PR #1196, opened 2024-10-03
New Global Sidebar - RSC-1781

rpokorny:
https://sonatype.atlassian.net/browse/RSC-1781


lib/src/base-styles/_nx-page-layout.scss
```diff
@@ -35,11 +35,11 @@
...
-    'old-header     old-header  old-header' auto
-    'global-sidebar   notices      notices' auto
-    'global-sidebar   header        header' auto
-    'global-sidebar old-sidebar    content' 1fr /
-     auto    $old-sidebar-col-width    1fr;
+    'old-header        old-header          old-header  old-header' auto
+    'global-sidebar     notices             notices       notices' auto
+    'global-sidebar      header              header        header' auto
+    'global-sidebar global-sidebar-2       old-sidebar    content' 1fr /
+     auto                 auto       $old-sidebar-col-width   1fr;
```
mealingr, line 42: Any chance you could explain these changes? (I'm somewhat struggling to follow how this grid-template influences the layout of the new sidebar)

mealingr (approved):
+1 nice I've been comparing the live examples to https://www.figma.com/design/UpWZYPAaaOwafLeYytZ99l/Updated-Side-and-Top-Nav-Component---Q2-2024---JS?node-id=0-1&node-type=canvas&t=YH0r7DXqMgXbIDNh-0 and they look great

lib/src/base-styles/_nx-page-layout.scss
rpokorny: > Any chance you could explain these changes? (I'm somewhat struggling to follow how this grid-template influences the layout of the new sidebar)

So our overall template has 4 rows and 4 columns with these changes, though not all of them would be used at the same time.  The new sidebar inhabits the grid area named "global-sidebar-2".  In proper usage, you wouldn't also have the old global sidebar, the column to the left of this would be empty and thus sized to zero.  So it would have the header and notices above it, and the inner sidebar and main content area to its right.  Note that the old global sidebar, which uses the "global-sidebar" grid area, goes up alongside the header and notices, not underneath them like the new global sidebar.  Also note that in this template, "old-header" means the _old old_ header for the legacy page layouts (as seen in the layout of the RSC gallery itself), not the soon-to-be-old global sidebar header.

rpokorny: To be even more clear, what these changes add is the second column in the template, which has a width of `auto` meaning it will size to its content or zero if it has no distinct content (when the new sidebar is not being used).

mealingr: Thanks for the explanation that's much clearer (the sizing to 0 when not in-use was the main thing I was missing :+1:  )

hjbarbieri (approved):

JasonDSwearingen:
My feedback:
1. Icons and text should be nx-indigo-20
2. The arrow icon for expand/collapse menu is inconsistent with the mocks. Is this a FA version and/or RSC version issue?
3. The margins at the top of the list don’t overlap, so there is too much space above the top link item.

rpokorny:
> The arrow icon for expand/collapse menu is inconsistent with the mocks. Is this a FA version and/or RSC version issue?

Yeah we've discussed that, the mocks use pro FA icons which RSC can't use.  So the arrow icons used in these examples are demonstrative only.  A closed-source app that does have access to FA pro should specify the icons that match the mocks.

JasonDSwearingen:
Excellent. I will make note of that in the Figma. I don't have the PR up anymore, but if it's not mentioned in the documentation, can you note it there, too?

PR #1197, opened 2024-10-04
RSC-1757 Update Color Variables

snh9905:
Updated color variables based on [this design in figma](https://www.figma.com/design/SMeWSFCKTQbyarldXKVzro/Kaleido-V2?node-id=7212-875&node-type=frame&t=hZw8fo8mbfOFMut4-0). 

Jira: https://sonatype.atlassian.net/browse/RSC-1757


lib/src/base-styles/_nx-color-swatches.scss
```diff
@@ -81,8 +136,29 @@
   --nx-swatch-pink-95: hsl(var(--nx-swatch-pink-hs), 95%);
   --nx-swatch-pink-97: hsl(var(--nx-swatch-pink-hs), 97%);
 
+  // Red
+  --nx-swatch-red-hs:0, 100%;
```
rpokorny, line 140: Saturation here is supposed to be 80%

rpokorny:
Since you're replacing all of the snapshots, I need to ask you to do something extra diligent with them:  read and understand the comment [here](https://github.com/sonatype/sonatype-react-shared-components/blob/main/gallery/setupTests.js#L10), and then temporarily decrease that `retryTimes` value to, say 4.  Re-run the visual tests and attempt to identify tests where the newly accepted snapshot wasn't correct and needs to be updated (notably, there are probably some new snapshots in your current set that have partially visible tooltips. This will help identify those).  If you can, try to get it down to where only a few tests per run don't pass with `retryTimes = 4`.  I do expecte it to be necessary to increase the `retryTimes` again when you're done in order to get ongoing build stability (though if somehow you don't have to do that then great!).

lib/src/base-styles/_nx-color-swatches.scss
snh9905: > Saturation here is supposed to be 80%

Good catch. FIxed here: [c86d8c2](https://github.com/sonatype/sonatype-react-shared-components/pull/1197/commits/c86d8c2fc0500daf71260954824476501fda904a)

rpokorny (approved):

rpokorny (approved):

==============================

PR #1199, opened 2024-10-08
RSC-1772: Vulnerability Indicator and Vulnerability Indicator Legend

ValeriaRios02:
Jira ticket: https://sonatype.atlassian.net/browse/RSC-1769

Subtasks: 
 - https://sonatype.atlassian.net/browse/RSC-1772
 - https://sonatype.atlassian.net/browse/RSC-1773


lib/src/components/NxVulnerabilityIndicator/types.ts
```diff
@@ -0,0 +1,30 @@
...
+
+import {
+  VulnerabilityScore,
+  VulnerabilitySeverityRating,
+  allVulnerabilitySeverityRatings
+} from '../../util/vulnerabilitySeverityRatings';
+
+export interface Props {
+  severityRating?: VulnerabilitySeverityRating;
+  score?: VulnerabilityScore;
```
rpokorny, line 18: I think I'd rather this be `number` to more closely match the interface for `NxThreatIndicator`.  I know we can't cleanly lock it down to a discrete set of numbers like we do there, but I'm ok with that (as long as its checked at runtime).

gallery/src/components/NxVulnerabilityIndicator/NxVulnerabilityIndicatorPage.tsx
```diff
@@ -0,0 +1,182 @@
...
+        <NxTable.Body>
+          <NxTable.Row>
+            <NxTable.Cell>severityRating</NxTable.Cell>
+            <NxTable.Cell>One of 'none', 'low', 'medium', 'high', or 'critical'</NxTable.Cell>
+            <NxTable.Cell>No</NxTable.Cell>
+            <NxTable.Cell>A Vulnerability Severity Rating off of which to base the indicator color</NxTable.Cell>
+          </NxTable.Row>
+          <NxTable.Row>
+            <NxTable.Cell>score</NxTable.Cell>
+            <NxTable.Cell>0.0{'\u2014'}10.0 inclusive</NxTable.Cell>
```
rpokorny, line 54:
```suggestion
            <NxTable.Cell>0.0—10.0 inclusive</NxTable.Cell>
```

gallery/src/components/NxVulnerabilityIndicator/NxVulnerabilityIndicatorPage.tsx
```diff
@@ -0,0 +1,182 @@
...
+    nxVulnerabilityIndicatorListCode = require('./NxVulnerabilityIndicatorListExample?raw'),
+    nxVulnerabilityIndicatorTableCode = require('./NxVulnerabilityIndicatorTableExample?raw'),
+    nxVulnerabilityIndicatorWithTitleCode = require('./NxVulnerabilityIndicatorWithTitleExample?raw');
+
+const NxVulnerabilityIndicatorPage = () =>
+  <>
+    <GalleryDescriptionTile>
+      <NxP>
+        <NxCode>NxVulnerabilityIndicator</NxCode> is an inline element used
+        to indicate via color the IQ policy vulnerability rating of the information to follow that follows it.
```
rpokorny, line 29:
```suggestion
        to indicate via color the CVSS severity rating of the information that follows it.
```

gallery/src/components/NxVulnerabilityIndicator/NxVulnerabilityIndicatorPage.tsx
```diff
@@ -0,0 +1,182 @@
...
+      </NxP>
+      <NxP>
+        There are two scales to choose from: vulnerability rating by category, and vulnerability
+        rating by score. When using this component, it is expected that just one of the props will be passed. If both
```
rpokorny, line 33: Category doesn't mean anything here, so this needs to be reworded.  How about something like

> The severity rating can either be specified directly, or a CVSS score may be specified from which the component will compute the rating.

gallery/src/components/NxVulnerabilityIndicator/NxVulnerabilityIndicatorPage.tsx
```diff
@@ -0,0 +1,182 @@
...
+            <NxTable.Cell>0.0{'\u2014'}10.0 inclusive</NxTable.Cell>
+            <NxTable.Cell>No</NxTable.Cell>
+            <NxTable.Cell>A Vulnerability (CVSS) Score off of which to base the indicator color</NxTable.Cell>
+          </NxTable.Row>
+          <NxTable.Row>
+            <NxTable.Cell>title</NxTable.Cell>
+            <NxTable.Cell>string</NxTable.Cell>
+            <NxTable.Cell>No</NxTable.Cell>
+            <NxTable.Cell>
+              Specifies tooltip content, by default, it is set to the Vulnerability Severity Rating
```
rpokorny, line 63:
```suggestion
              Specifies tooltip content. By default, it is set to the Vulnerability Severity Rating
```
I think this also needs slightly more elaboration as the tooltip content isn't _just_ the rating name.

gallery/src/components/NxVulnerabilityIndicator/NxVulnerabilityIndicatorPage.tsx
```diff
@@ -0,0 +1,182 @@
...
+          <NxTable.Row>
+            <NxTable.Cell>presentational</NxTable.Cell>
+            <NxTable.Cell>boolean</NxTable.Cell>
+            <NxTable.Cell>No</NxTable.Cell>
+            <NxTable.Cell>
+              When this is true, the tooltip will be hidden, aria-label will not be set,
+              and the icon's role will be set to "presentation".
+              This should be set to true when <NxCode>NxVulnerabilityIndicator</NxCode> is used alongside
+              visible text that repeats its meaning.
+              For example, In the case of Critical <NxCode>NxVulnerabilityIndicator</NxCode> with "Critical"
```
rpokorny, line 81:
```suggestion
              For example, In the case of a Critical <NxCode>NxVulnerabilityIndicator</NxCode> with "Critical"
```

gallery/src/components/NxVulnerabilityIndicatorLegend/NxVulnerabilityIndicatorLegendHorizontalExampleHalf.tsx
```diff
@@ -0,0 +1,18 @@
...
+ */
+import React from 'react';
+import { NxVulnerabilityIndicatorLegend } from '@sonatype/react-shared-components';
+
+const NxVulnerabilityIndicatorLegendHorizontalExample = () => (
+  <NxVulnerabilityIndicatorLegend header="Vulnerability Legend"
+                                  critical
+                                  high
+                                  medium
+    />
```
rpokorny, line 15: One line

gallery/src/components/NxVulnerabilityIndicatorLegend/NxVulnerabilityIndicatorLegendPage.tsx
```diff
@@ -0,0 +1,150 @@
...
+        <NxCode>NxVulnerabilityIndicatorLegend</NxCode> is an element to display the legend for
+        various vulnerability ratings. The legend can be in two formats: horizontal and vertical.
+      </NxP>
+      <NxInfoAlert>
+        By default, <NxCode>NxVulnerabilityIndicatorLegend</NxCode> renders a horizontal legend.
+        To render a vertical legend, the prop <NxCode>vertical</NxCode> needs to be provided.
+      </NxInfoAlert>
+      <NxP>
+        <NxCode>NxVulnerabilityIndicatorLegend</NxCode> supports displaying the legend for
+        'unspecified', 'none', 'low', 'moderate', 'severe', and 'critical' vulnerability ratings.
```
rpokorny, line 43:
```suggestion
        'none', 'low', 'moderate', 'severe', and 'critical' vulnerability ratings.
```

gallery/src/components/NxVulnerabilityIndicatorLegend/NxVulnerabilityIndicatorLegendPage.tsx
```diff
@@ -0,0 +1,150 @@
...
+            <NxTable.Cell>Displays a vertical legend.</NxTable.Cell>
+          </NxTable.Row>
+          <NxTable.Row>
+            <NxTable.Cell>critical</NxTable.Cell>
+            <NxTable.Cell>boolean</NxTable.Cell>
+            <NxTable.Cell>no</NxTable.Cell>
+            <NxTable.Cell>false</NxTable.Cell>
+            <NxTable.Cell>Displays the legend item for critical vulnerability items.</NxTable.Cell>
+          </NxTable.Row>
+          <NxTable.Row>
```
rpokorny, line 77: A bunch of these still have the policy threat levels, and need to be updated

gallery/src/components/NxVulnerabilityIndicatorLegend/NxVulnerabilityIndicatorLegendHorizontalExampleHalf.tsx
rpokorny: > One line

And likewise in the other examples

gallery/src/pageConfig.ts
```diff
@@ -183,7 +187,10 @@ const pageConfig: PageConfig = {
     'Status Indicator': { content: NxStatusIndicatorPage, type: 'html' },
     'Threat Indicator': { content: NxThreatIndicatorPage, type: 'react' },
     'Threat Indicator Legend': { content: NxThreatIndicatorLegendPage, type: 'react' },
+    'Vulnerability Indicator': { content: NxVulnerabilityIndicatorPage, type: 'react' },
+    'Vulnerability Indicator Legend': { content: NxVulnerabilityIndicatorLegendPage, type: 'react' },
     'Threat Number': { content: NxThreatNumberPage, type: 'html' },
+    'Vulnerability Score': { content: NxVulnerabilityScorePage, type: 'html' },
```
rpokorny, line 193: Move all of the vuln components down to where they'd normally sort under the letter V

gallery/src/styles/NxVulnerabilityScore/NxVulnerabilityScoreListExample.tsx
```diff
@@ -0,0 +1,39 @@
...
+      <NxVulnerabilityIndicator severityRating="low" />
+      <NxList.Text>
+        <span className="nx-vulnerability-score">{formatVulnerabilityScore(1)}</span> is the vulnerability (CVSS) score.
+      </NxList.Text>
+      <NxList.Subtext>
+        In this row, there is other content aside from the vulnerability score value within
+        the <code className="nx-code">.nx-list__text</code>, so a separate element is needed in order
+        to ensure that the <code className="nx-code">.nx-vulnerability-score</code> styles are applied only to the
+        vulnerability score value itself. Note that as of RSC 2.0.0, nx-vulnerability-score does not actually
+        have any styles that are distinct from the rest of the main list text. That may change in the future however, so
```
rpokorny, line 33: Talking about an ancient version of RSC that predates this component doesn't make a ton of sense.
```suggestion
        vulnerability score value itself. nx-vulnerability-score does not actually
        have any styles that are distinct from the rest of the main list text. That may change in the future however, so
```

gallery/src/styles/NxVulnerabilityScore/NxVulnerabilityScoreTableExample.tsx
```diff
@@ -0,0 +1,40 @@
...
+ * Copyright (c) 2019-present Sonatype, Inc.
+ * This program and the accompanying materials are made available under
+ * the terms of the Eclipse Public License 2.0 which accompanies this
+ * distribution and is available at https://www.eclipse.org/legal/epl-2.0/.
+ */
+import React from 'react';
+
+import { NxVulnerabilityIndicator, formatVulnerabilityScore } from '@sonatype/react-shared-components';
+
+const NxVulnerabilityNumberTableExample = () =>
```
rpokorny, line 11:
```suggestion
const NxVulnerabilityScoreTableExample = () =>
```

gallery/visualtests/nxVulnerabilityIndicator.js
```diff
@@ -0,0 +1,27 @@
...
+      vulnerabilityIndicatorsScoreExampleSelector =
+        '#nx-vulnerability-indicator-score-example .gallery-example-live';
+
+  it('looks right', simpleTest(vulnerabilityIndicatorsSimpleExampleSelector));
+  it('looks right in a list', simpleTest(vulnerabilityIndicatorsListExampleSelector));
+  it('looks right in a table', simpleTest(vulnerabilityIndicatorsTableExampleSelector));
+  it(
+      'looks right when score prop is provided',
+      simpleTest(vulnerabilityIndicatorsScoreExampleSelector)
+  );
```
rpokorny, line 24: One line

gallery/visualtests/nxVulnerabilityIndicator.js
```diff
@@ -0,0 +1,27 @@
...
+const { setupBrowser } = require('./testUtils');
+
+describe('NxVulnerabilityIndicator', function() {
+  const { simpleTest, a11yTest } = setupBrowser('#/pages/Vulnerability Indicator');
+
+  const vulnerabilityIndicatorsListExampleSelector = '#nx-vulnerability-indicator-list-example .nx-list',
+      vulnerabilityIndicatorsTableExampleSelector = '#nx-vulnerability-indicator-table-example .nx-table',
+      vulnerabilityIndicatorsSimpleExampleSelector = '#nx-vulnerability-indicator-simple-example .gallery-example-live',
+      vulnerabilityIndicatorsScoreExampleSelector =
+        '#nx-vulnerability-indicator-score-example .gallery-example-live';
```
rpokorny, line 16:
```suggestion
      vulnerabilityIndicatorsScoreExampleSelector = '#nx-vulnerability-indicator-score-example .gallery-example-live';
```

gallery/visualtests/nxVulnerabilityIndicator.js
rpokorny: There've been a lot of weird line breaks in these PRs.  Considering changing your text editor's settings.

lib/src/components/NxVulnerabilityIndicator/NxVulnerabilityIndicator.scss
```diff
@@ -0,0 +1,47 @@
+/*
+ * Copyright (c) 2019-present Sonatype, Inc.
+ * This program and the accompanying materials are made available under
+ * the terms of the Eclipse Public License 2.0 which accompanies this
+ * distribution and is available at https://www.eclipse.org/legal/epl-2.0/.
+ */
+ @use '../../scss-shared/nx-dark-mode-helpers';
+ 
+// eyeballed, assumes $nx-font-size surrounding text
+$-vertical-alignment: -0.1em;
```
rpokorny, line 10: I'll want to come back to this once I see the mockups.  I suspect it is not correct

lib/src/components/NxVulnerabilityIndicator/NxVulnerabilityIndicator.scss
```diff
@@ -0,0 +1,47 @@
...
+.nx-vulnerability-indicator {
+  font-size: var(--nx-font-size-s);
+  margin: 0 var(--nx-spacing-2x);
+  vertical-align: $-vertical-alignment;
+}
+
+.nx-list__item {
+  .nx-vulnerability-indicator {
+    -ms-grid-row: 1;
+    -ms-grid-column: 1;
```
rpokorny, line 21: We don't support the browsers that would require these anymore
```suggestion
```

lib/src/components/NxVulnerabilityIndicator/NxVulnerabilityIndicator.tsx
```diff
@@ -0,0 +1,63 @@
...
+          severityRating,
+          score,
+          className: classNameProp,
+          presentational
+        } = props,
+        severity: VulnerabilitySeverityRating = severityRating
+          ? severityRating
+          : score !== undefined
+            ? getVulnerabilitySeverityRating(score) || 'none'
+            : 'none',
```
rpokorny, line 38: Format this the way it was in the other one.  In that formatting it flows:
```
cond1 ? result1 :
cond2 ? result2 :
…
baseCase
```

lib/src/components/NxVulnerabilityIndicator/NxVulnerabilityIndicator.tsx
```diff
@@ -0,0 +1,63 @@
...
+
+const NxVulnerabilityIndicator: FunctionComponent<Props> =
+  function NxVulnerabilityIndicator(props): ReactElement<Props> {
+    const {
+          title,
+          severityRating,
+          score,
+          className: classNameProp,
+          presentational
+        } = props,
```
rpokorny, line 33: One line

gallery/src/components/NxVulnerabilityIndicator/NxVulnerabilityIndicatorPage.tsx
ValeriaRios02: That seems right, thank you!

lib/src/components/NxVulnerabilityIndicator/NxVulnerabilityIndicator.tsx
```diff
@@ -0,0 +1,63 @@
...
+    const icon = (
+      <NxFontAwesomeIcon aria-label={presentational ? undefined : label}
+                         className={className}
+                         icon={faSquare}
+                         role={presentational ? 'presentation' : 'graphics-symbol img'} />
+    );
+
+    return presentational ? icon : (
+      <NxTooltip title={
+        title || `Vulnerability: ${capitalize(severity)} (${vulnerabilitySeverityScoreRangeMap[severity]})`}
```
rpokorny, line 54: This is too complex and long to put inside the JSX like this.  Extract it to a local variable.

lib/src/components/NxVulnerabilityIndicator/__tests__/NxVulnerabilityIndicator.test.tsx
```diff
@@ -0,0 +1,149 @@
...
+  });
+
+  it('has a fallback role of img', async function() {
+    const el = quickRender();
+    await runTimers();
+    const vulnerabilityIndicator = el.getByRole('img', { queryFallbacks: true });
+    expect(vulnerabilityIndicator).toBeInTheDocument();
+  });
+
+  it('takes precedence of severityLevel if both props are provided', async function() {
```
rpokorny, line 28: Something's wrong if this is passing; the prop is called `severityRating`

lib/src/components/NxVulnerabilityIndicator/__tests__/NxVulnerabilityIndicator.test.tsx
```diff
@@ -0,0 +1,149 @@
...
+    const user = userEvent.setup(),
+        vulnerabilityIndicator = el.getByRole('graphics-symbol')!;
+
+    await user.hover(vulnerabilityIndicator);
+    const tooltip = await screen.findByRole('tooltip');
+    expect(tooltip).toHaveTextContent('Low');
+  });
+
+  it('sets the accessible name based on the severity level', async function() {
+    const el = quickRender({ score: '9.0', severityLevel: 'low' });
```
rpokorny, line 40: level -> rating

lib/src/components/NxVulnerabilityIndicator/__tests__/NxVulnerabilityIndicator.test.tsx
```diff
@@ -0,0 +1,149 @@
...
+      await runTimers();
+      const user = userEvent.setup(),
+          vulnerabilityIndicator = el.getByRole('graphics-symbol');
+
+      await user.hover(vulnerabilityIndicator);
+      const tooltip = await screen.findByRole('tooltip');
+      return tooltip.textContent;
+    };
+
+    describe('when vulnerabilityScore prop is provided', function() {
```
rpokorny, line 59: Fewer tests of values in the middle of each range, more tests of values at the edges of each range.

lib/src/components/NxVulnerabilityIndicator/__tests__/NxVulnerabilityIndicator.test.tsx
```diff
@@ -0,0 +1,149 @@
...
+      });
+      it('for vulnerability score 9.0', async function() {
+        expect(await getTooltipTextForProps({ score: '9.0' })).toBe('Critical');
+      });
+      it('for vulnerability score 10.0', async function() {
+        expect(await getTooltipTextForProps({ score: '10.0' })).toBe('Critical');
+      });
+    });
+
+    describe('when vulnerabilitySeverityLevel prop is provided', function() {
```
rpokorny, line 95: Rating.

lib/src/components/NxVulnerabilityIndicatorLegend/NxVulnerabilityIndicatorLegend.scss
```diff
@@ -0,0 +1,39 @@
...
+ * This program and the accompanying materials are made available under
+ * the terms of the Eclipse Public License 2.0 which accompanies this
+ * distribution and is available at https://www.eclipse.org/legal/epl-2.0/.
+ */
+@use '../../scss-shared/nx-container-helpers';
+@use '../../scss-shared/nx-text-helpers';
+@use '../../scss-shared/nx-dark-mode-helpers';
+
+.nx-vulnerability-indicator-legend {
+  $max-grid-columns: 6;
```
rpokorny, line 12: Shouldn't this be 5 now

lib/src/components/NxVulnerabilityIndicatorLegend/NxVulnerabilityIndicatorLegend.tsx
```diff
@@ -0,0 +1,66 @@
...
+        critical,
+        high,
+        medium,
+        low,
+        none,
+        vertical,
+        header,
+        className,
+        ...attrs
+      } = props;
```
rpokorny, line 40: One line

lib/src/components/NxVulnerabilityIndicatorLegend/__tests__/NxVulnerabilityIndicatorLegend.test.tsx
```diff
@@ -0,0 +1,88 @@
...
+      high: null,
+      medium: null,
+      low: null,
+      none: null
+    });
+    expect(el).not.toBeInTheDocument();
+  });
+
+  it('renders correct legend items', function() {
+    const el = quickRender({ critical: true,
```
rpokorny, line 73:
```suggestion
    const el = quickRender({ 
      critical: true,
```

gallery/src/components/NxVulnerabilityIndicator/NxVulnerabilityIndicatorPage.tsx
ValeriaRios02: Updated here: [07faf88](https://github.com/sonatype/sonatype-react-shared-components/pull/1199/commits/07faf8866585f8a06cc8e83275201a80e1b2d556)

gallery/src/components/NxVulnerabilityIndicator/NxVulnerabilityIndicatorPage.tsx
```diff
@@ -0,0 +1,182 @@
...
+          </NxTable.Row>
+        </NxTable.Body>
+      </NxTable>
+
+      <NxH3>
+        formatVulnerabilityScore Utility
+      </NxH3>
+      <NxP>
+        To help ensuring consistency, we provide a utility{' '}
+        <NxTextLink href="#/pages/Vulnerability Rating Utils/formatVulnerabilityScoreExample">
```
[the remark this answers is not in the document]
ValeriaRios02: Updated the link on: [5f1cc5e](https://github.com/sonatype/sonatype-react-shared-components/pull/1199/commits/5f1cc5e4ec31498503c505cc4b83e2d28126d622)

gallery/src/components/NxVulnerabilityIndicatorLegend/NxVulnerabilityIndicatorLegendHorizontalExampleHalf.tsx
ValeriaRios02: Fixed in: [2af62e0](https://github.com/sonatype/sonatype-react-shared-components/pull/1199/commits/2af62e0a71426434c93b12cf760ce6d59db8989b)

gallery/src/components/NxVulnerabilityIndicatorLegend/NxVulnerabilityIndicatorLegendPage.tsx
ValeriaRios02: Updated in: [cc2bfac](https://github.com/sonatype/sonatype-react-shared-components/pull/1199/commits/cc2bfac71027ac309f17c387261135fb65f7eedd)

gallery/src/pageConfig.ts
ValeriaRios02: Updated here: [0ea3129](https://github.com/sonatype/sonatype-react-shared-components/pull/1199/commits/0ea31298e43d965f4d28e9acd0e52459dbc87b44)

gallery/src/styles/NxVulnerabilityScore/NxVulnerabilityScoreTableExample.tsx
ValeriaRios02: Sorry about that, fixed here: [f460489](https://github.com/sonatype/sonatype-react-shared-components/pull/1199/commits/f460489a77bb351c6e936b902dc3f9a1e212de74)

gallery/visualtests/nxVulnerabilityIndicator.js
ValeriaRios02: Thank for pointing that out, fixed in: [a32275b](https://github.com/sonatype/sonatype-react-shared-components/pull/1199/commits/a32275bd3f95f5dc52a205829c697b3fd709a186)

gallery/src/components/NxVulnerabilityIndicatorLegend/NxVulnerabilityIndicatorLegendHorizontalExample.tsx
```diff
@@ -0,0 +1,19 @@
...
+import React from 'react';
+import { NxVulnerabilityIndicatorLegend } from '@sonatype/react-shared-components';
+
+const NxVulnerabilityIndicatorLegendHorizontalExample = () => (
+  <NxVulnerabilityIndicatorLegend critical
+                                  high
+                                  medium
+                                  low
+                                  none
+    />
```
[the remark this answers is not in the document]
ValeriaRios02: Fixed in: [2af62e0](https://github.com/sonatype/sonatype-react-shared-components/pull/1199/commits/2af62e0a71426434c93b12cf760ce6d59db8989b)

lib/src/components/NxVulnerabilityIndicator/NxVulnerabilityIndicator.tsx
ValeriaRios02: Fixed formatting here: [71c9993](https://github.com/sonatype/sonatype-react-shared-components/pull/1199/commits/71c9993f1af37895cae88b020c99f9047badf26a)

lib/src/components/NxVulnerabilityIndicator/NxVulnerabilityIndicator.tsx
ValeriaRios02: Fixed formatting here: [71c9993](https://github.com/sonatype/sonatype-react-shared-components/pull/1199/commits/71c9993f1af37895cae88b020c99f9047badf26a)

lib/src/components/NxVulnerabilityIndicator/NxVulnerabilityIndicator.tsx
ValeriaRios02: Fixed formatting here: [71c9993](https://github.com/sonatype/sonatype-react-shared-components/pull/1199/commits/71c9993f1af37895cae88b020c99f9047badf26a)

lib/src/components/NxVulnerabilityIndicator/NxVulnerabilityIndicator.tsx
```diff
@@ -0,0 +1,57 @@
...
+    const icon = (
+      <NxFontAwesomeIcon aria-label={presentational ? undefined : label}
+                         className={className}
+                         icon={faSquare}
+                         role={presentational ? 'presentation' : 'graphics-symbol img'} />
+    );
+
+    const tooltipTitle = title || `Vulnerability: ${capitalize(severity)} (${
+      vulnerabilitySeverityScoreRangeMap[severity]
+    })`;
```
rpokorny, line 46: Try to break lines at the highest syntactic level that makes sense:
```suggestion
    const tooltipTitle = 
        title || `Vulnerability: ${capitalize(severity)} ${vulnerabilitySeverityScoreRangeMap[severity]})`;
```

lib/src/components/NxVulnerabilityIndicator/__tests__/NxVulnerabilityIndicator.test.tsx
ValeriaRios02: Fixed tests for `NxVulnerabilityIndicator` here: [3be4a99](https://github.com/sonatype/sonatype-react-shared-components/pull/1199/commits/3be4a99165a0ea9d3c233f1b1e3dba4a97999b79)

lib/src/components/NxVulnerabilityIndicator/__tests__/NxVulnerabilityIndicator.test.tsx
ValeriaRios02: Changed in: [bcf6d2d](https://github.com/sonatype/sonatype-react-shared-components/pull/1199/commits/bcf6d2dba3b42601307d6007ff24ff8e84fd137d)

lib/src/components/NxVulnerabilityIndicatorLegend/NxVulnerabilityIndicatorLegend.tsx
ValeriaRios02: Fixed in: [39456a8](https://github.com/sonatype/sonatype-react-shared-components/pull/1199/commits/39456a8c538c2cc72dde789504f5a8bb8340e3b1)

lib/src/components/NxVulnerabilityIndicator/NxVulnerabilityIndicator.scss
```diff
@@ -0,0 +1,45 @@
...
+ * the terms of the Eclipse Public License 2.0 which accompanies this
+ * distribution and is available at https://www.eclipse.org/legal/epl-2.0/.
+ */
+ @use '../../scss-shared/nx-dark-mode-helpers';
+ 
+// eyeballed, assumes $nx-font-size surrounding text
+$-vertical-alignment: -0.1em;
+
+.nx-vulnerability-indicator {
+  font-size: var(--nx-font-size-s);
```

==============================

## EXERCISE DETAILS:
Please show every line of the entries above that contains the word "quickRender".

## TASK SOLUTION:
+    const el = quickRender();
+    const el = quickRender({ score: '9.0', severityLevel: 'low' });
+    const el = quickRender({ critical: true,
    const el = quickRender({ 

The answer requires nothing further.